INPUT FOR THIS TASK:
- Opening Delimiter -
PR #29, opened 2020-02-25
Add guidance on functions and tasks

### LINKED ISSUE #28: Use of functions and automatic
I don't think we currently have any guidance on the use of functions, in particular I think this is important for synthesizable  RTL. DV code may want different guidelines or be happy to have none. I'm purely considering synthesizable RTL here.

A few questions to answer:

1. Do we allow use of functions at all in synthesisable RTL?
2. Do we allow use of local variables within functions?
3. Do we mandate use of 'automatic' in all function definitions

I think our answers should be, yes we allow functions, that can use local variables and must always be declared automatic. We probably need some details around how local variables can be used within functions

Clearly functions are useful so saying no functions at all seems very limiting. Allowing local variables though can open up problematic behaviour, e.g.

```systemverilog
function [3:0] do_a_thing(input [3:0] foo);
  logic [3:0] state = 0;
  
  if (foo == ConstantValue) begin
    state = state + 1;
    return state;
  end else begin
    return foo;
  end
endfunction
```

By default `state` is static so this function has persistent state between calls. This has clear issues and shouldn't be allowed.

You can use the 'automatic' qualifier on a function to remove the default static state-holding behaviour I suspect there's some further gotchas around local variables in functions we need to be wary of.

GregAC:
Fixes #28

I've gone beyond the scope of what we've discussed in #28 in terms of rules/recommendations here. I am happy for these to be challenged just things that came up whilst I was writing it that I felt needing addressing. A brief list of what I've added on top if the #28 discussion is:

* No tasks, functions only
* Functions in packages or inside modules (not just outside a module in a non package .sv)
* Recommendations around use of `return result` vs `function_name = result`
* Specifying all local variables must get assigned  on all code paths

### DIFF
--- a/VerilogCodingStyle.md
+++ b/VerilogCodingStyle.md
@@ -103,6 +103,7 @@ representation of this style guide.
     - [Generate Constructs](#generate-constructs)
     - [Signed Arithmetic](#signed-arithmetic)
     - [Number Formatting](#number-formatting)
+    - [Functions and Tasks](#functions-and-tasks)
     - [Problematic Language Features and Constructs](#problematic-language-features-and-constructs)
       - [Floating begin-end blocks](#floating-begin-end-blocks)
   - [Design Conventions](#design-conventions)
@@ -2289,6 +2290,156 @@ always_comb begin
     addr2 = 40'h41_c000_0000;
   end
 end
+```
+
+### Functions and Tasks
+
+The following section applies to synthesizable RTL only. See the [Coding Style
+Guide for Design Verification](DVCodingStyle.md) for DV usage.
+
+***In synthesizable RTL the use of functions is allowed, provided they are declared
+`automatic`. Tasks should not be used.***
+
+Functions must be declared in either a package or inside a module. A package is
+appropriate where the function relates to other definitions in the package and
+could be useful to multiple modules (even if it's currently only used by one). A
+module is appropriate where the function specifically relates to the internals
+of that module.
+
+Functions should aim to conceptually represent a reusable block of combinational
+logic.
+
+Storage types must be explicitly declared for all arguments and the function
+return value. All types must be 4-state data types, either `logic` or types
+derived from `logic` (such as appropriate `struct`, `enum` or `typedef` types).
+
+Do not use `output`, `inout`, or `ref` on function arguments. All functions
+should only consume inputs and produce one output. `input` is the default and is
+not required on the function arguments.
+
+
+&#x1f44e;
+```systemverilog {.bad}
- Closing Delimiter -
- Opening Delimiter -
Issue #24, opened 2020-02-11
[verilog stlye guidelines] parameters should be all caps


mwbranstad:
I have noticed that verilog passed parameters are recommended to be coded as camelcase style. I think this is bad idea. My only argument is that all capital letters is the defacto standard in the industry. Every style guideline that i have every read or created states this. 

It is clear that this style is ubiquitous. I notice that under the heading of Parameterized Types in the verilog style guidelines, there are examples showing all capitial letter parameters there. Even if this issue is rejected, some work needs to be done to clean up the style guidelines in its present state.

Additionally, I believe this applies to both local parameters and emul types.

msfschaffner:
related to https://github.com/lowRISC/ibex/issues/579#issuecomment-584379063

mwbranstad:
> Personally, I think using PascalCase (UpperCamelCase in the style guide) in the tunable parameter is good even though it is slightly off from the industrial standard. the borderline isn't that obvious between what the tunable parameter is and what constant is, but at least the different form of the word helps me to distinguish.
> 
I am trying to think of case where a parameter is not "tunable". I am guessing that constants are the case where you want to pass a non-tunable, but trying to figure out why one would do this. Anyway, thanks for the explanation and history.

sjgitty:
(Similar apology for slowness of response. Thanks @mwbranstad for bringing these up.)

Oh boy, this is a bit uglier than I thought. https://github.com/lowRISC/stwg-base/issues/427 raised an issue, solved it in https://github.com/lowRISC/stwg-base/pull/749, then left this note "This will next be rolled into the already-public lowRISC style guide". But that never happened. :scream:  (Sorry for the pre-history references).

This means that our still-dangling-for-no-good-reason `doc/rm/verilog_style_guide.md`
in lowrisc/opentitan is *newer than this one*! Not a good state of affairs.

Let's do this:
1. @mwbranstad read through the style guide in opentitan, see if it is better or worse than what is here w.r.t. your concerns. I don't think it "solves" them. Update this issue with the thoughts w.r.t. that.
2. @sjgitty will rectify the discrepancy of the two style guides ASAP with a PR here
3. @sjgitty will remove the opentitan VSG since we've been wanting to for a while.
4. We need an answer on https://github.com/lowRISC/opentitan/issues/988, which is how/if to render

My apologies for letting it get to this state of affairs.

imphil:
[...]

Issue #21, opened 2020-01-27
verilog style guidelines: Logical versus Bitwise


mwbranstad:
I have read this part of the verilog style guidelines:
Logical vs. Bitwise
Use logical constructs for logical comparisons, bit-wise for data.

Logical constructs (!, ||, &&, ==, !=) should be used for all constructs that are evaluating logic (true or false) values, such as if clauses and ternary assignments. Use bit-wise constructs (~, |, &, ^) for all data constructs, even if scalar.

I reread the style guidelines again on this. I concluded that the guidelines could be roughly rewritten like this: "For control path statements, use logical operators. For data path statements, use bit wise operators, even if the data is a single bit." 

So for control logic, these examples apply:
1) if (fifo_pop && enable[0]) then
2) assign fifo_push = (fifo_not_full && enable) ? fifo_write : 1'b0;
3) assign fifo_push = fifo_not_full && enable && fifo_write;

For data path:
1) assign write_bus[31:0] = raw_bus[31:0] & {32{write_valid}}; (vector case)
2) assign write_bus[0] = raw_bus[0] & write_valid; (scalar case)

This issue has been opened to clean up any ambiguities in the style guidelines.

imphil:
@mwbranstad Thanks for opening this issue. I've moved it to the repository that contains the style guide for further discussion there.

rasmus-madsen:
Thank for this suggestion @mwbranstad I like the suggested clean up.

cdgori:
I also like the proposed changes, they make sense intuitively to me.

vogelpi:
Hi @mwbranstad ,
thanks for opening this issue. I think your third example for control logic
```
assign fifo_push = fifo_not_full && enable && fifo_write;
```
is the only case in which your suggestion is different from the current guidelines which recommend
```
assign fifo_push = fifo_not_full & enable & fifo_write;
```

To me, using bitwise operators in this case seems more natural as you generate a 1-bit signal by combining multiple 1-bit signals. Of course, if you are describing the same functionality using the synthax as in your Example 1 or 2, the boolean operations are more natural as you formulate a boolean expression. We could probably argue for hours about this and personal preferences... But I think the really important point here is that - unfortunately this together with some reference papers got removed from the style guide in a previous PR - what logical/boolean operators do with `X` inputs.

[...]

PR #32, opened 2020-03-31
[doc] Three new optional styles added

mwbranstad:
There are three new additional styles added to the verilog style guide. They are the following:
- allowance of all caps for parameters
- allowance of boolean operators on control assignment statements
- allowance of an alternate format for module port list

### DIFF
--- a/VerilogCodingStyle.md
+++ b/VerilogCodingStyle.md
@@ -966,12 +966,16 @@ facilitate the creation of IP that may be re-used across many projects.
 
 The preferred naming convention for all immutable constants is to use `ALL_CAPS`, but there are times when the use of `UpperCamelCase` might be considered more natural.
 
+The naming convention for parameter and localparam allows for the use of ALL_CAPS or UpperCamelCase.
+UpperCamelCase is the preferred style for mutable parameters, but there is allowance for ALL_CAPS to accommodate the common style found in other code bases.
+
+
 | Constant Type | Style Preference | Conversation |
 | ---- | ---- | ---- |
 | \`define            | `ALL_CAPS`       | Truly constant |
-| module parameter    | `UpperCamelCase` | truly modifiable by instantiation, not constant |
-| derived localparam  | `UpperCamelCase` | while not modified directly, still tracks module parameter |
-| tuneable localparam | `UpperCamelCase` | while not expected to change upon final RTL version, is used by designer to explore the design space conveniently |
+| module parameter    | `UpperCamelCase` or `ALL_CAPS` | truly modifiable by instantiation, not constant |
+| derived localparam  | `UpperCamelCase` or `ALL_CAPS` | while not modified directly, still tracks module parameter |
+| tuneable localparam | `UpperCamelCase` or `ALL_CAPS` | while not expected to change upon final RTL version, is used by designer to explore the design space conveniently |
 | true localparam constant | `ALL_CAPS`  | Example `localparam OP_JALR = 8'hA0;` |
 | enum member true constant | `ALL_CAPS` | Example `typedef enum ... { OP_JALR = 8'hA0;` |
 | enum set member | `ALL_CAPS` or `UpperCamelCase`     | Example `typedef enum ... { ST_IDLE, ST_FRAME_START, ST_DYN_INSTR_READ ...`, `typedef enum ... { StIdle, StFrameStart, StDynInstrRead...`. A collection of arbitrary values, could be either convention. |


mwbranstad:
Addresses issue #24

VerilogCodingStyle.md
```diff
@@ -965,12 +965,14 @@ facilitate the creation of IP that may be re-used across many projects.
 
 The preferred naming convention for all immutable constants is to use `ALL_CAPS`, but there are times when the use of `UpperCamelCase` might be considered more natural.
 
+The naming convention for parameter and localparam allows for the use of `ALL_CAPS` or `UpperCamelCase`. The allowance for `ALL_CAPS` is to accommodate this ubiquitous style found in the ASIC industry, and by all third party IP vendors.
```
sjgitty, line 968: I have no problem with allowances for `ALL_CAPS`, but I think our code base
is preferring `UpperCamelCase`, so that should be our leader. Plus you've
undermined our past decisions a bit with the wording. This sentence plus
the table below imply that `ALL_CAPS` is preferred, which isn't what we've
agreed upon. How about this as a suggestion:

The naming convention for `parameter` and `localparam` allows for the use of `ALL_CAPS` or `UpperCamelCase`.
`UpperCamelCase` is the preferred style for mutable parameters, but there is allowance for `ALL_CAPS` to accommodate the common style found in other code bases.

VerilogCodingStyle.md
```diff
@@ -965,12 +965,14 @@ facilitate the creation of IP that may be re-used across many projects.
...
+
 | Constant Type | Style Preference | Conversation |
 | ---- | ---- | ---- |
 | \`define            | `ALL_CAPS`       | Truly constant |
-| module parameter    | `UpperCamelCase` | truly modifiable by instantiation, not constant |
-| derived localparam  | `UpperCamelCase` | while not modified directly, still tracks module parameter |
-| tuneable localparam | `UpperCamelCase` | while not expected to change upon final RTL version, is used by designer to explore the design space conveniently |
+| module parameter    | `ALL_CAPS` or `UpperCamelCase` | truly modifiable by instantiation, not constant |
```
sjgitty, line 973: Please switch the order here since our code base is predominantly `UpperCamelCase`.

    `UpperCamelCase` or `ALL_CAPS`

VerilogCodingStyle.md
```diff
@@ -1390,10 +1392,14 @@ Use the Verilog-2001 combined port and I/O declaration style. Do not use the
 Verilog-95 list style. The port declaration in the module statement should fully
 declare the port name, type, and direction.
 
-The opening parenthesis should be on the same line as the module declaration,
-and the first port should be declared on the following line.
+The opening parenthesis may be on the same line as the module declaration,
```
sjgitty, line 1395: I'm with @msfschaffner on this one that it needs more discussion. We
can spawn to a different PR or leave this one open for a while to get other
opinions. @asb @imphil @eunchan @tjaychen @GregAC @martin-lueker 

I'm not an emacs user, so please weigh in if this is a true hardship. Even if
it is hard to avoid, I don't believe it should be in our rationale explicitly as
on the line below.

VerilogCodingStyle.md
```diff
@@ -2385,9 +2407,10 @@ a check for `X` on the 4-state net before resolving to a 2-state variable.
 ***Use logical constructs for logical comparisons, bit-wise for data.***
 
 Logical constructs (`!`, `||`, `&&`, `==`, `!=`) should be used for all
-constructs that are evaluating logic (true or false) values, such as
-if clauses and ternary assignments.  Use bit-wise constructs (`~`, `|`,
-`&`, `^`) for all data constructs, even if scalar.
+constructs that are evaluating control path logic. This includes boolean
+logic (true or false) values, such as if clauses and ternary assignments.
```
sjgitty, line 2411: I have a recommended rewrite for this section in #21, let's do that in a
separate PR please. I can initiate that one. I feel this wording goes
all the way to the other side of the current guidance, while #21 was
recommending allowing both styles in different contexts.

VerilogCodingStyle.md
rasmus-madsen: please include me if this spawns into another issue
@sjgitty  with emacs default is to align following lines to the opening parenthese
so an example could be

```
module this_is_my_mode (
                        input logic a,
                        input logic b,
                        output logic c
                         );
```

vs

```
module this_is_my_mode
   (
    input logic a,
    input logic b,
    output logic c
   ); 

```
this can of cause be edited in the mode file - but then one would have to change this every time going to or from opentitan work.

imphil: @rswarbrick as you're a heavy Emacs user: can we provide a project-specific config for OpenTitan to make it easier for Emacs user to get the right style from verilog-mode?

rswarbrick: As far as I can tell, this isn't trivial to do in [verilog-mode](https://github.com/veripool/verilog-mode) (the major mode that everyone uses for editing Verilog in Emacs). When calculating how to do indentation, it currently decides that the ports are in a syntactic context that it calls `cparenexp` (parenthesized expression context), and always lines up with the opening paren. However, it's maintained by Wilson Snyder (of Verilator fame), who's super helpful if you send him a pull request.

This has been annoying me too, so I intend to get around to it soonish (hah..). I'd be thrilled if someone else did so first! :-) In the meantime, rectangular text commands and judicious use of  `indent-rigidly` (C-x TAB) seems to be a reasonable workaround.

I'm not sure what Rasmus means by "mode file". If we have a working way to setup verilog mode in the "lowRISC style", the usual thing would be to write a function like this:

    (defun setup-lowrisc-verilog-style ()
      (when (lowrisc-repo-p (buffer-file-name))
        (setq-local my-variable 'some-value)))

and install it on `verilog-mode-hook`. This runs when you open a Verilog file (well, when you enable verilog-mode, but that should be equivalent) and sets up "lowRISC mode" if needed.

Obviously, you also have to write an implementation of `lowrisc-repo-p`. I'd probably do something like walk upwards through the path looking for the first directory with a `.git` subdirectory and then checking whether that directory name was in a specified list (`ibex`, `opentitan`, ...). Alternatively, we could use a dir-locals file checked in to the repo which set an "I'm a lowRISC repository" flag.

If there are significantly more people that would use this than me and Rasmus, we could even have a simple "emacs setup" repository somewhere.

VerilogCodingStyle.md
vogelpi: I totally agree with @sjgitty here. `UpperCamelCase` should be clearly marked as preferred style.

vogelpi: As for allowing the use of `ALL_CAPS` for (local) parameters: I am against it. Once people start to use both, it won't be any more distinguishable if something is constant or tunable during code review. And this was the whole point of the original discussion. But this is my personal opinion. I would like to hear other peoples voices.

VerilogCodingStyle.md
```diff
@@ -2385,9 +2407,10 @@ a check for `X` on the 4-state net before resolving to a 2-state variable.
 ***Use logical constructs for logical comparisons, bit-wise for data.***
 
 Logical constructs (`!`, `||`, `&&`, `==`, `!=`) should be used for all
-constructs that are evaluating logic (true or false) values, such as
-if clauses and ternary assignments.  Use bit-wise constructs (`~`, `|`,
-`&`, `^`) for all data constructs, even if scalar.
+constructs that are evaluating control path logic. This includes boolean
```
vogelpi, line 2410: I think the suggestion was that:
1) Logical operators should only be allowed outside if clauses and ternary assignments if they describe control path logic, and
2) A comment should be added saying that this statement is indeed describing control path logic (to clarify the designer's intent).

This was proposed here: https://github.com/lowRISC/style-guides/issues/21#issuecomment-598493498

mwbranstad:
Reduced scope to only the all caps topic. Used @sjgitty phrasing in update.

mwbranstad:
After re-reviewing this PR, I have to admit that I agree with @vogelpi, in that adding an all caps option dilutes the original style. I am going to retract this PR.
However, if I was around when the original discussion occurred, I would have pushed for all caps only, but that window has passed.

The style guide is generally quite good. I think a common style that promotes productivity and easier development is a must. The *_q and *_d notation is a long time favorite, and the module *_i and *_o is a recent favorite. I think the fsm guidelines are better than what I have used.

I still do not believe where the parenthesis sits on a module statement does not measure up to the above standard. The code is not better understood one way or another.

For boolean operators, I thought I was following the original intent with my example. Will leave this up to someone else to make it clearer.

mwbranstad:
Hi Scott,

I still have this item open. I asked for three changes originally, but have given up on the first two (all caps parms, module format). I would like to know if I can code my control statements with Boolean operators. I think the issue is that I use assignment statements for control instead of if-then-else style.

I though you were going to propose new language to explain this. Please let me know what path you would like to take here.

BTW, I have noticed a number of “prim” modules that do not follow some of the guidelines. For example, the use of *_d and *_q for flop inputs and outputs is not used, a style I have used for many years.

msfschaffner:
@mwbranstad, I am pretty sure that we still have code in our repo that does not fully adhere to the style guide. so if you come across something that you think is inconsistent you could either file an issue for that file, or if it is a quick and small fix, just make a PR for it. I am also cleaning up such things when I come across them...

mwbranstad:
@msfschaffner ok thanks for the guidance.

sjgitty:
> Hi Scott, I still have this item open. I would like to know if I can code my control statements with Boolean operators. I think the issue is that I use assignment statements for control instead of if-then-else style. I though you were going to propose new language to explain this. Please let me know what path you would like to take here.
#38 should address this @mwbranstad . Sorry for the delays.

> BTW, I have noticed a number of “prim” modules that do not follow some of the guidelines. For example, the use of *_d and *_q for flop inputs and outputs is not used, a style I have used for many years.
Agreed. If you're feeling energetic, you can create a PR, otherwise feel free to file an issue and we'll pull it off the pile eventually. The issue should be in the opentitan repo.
- Closing Delimiter -
ACTIVITY: Everything from the line containing "Additionally, I believe" through the line containing "3. @sjgitty will" in the material above should be retyped exactly, both ends included, and nothing more.

ANSWER TO THE PROBLEM:
Additionally, I believe this applies to both local parameters and emul types.

msfschaffner:
related to https://github.com/lowRISC/ibex/issues/579#issuecomment-584379063

mwbranstad:
> Personally, I think using PascalCase (UpperCamelCase in the style guide) in the tunable parameter is good even though it is slightly off from the industrial standard. the borderline isn't that obvious between what the tunable parameter is and what constant is, but at least the different form of the word helps me to distinguish.
> 
I am trying to think of case where a parameter is not "tunable". I am guessing that constants are the case where you want to pass a non-tunable, but trying to figure out why one would do this. Anyway, thanks for the explanation and history.

sjgitty:
(Similar apology for slowness of response. Thanks @mwbranstad for bringing these up.)

Oh boy, this is a bit uglier than I thought. https://github.com/lowRISC/stwg-base/issues/427 raised an issue, solved it in https://github.com/lowRISC/stwg-base/pull/749, then left this note "This will next be rolled into the already-public lowRISC style guide". But that never happened. :scream:  (Sorry for the pre-history references).

This means that our still-dangling-for-no-good-reason `doc/rm/verilog_style_guide.md`
in lowrisc/opentitan is *newer than this one*! Not a good state of affairs.

Let's do this:
1. @mwbranstad read through the style guide in opentitan, see if it is better or worse than what is here w.r.t. your concerns. I don't think it "solves" them. Update this issue with the thoughts w.r.t. that.
2. @sjgitty will rectify the discrepancy of the two style guides ASAP with a PR here
3. @sjgitty will remove the opentitan VSG since we've been wanting to for a while.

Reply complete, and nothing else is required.